CS + Problem Solving

Tree of European languages

CS+X is all about diversity in the computer science field, encouraging participation from underrepresented groups. But it is also about how computer science is used in surprising and wonderful ways, designed to encourage exactly those groups which can feel alienated from the stereotypical culture to give it a go.

I was privileged enough to be able to speak at the UC CS+X Festival run by CompSoc (the UC Computing Society) this year. This is a student-run event which invites speakers from many departments around the university to share how computer science has influenced their work.

My talk was a very general talk, focussing on not a specific subject (I have been fortunate enough to work with multiple different research groups around the university), but on how ideas in computer science can enable problem solving at a higher level. For this talk I spoke about what it means to solve a problem, and how computer science has let us ask the question of what it actually means to solve a problem. It has also enabled us to discover problems that simply cannot be solved, no matter how hard we try, or problems that we cannot actually show are hard at all.

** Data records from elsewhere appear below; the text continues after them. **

PR #668, opened 2022-01-06
fix: Use raw YAML to determine Anghammarad targets

akash1810:
## What does this change?

Currently, we validate the `riff-raff.yaml` before identifying targets for an Anghammarad notification. This is fine until we change the rules for what makes a valid `riff-raff.yaml` file!

In this change we remove the validation step and instead use the raw YAML file.

See https://github.com/guardian/riff-raff/pull/665 which is causing deployments to fail if they are missing a parameter.

In the scenario where a deployment fails due to a missing parameter in `riff-raff.yaml`, teams continue to get notified directly.


jacobwinch (approved):
Great work, thanks for improving this 👍

PR #671, opened 2022-01-13
fix: Handle no-op ChangeSets more gracefully

akash1810:
Easiest to review [w/out whitespace](https://github.com/guardian/riff-raff/pull/671/files?diff=split&w=1).

## What does this change?

The `cloud-formation` deployment type in Riff-Raff has a number of steps (well, [tasks](https://github.com/guardian/riff-raff/blob/3bf2aa3529fda6f536a698c712c0186812147477/magenta-lib/src/main/scala/magenta/deployment_type/CloudFormation.scala#L135-L184)):
  1. Set the update policy on the CloudFormation stack to guard against deleting stateful resources
  2. Create a [ChangeSet](https://docs.aws.amazon.com/AWSCloudFormation/latest/UserGuide/using-cfn-updating-stacks-changesets.html)
  3. Execute the ChangeSet
  4. Watch the CloudFormation event log to determine when 3 has finished
  5. Revert 1

Currently in step 4, we're only looking at the _first_ page of CloudFormation events and we expect to find an `UPDATE_IN_PROGRESS` or `CREATE_IN_PROGRESS` event in the list. When we don't, the deploy currently [fails](https://github.com/guardian/riff-raff/blob/dacc0dedc6ec23816d213c39e1b7af3e321b772f/magenta-lib/src/main/scala/magenta/tasks/UpdateCloudFormationTask.scala#L347) with `No events found at all for stack...`.

<details>
  <summary>Riff-Raff screenshot</summary>
  
  image
</details>

This happens if a CloudFormation update generates _lots_ of items in the event log, causing the `UPDATE_IN_PROGRESS` or `CREATE_IN_PROGRESS` events off the first page.

In this change we update step 4, exiting early if the change set created in step 2 will not yield changes to the stack. Meaning we only look at the event log when necessary. This logic already happens for [step 3](https://github.com/guardian/riff-raff/blob/0b43d431c3a75f2fa38b21fdb9e210cdc19d86a9/magenta-lib/src/main/scala/magenta/tasks/ChangeSetTasks.scala#L141-L142).

After a discussion with @nicl @jacobwinch and @michaelwmcnamara, we think it would actually be better to check the [`ExecutionStatus`](https://docs.aws.amazon.com/AWSCloudFormation/latest/APIReference/API_DescribeChangeSet.html#:~:text=length%20of%201024.-,ExecutionStatus,-If%20the%20change) of a change set instead of the CloudFormation event log to determine when a change set has finished executing. This also reduces the chance of us observing an event that was _not_ triggered by a deploy (somehow!) but still treating it as though it was part of the deploy. We'll get this added to the backlog.

This change is still valuable though as it results in our skipping of step 4 above all together.

## How to test

1. Deploy `main` to CODE
2. Identify a stack who's CloudFormation event log has `UPDATE_IN_PROGRESS` off the first page.
3. Make a no-op change to a CloudFormation template, e.g. add a `.` to a parameter's description
4. Perform a `cloud-formation` deployment and observe it fail, similar to the above screenshot
5. Deploy this branch to CODE
6. Perform a `cloud-formation` deployment and observe it succeed. Specifically the `CheckUpdateEventsTask` step should succeed with `No changes to perform for ... on stack...` rather than failing with `No events found at all for stack...`.

Fewer deployment failures.

Building of tech dept! As noted in the `TODO`s added in this PR, we'd ideally wrap the `ami-cloudformation-parameter` deployment type in the above ChangeSet logic. This is good as ChangeSet's offer another audit trail but also because `CheckUpdateEventsTask` is shared between the `cloud-formation` type and the `ami-cloudformation-parameter` type. For `CheckUpdateEventsTask` to check if a ChangeSet actually includes any changes, the types within `CheckUpdateEventsTask` need updating. This wasn't immediately trivial. That is, this PR is the pragmatic solution.

### DIFF
--- a/magenta-lib/src/main/scala/magenta/deployment_type/AmiCloudFormationParameter.scala
+++ b/magenta-lib/src/main/scala/magenta/deployment_type/AmiCloudFormationParameter.scala
@@ -14,33 +14,27 @@ object AmiCloudFormationParameter extends DeploymentType with CloudFormationDepl
       |You will need to add this as a dependency to your autoscaling deploy in your riff-raff.yaml to guard against race conditions.
     """.stripMargin
 
-  val update = Action("update",
-    """
-      |Given AMI tags, this will resolve the latest matching AMI and update the AMI parameter
-      | on the provided CloudFormation stack.
-    """.stripMargin
-  ){ (pkg, resources, target) => {
-      implicit val keyRing = resources.assembleKeyring(target, pkg)
-      val reporter = resources.reporter
-      val amiParameterMap: Map[CfnParam, TagCriteria] = getAmiParameterMap(pkg, target, reporter)
-      val cloudFormationStackLookupStrategy = getCloudFormationStackLookupStrategy(pkg, target, reporter)
+  val update = Action("update", "Given AMI tags, this will resolve the latest matching AMI and update the AMI parameter on the provided CloudFormation stack."){ (pkg, resources, target) => {
+    implicit val keyRing = resources.assembleKeyring(target, pkg)
+    val reporter = resources.reporter
+    val amiParameterMap: Map[CfnParam, TagCriteria] = getAmiParameterMap(pkg, target, reporter)
+    val cloudFormationStackLookupStrategy = getCloudFormationStackLookupStrategy(pkg, target, reporter)
 
-      List(
-        UpdateAmiCloudFormationParameterTask(
-          target.region,
-          cloudFormationStackLookupStrategy,
-          amiParameterMap,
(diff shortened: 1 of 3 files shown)


nicl (approved):
Looks good! And clearly documents the motivation. Agree, checking status of the ChangeSet execution is a good longer term approach.

akash1810:
@shtukas this should resolve the issues you were seeing 🤞🏽 .

akash1810:
This is causing new deploys to fail. We've rolled back for now.

image

PR #634, opened 2025-09-28
Update recommended Minecraft version

riqvip:


riqvip:
Also, not sure if we should update this one or not:

image

uukelele:
I don't think we should recommend version 1.21.6 as it's still quite untested.

riqvip:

For a more concrete demonstration, I picked just one algorithm, and all the uses it can have. My choice was normalised compression distance (NCD) with tree clustering, a relatively obscure algorithm that takes on a very fundamental concept: what does it mean for two things to be similar? NCD provides a surprisingly versatile metric on a wide range of inputs, which can then be used by pretty much any clustering algorithm available. I chose tree clustering because it is trivial to visualise and not very complicated to program.

The slides for the talk are available in PDF form, and the code I used to generate the tree of languages can be downloaded as a ZIP folder.